_EXERCISE_
Search the records for the string "ShouldReport", and show each line where it appears.

=== DATA EXCERPTS ===

PR #1805, opened 2026-08-09
fix(analyzers): report RCS1192 in generated-regex attribute args

### LINKED ISSUE #1714: RCS1192 - Not working for attribute string arguments
```cs
[GeneratedRegex(@"^[A-Za-z_][A-Za-z0-9_-]*$")] // RCS1192 expected here. 
private static partial Regex SchemaNameRegex();
```

josefpihrt:
## Summary

- Enable generated-code analysis for RCS1192 so verbatim string literals in attribute arguments are analyzed even when the containing partial method has a source-generated implementation (e.g. `[GeneratedRegex]`).
- Skip other generated code via `ShouldReport()` so only attribute-argument literals are reported in generated contexts.

Fixes #1714

## Test plan

- [x] `dotnet test src/Tests/Analyzers.Tests --filter FullyQualifiedName~RCS1192`


src/Analyzers/CSharp/Analysis/UnnecessaryUsageOfVerbatimStringLiteralAnalyzer.cs
```diff
@@ -29,7 +29,8 @@ public override ImmutableArray<DiagnosticDescriptor> SupportedDiagnostics
 
     public override void Initialize(AnalysisContext context)
     {
-        base.Initialize(context);
+        context.EnableConcurrentExecution();
+        context.ConfigureGeneratedCodeAnalysis(GeneratedCodeAnalysisFlags.Analyze | GeneratedCodeAnalysisFlags.ReportDiagnostics);
```
josefpihrt, line 35: Skipping `base.Initialize` here is intentional so generated-code analysis can be enabled—good. Consider a one-line comment noting why `base.Initialize` is not called (otherwise it looks accidental next to other analyzers).

josefpihrt (commented):
Review notes for RCS1192 on generated-regex / partial generated implementations. Approach is sound for #1714; one scope question on generated code.

src/Analyzers/CSharp/Analysis/UnnecessaryUsageOfVerbatimStringLiteralAnalyzer.cs
```diff
@@ -110,12 +114,37 @@ private static void AnalyzeInterpolatedStringExpression(SyntaxNodeAnalysisContex
...
             context,
             DiagnosticRules.UnnecessaryUsageOfVerbatimStringLiteral,
             Location.Create(node.SyntaxTree, new TextSpan(start, 1)));
     }
 
+    private static bool ShouldReport(SyntaxNodeAnalysisContext context, SyntaxNode node)
+    {
+#if ROSLYN_4_0
+        if (!context.IsGeneratedCode)
+#else
```
josefpihrt: `ShouldReport` allows **any** `AttributeArgumentSyntax` once `IsGeneratedCode` is true. That fixes user partials tainted by a generated part, but it will also report verbatim strings inside attributes in fully generated trees.

If that is an accepted tradeoff, fine—please call it out. If not, tightening to “attribute on a partial method declaration” (or excluding generated *files*) would keep generator output quiet.

src/Analyzers/CSharp/Analysis/UnnecessaryUsageOfVerbatimStringLiteralAnalyzer.cs
josefpihrt: Added a comment explaining why `base.Initialize` is skipped (it would disable generated-code analysis).

src/Analyzers/CSharp/Analysis/UnnecessaryUsageOfVerbatimStringLiteralAnalyzer.cs
josefpihrt: Tightened `ShouldReport` so generated code is only flagged when the verbatim string is an attribute argument on a `partial` member (the GeneratedRegex / generated-implementation case). Other generated attribute arguments stay quiet.

PR #1807, opened 2026-08-09
fix(analyzers): skip RCS1231 for ref struct parameters

### LINKED ISSUE #1725: [RCS1231] On `ref struct`
This is my code
```c#
public readonly ref struct RefStruct;

public static class Methods
{
    public static void Main()
    {
        var item = new RefStruct();
        item = DoSomething(item);
    }

    public static RefStruct DoSomething(RefStruct @struct)
    {
        return @struct;
    }
}
```
And it'll give me an warning about `RCS1231: Make parameter ref read-only`. Yeah, I opened that warning for me.
But in this case, it shouldn't be added with `in`, or it'll give me another warning about `Cannot return local variable 'item' by reference because it is not a 'ref' variable`.

Is that possible to add an option about if it should work on `ref struct`? 

Thanks!

josefpihrt:
## Summary

- Skip RCS1231 (`Make parameter ref read-only`) for `ref struct` parameters; suggesting `in` can break returning the parameter by value.

Fixes #1725

## Test plan

- [x] `dotnet test src/Tests/Analyzers.Tests --filter FullyQualifiedName~RCS1231`

### DIFF
--- a/src/Analyzers/CSharp/Analysis/RefReadOnlyParameterAnalyzer.cs
+++ b/src/Analyzers/CSharp/Analysis/RefReadOnlyParameterAnalyzer.cs
@@ -142,6 +142,9 @@ public sealed class RefReadOnlyParameterAnalyzer : BaseDiagnosticAnalyzer
                 continue;
             }
 
+            if (type.IsRefLikeType)
+                continue;
+
             if (parameter.RefKind != RefKind.None)
                 continue;
 
--- a/ChangeLog.md
+++ b/ChangeLog.md
@@ -9,7 +9,7 @@ and this project adheres to [Semantic Versioning](https://semver.org/spec/v2.0.0
 
 ### Fixed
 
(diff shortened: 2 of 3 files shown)


src/Analyzers/CSharp/Analysis/RefReadOnlyParameterAnalyzer.cs
```diff
@@ -142,6 +142,9 @@ private static void Analyze(
                 continue;
             }
 
+            if (type.IsRefLikeType)
+                continue;
```
josefpihrt, line 146: `IsRefLikeType` is the right gate—suggesting `in` can break returning/storing the parameter by value.

Note: this touches the same analyzer as #1802; expect a merge conflict when landing both, and please keep both exemptions.

josefpihrt (commented):
Review notes for skipping RCS1231 on `ref struct` parameters. Clean fix for #1725.

src/Analyzers/CSharp/Analysis/RefReadOnlyParameterAnalyzer.cs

===

_EXERCISE ANSWER_
- Skip other generated code via `ShouldReport()` so only attribute-argument literals are reported in generated contexts.
+    private static bool ShouldReport(SyntaxNodeAnalysisContext context, SyntaxNode node)
josefpihrt: `ShouldReport` allows **any** `AttributeArgumentSyntax` once `IsGeneratedCode` is true. That fixes user partials tainted by a generated part, but it will also report verbatim strings inside attributes in fully generated trees.
josefpihrt: Tightened `ShouldReport` so generated code is only flagged when the verbatim string is an attribute argument on a `partial` member (the GeneratedRegex / generated-implementation case). Other generated attribute arguments stay quiet.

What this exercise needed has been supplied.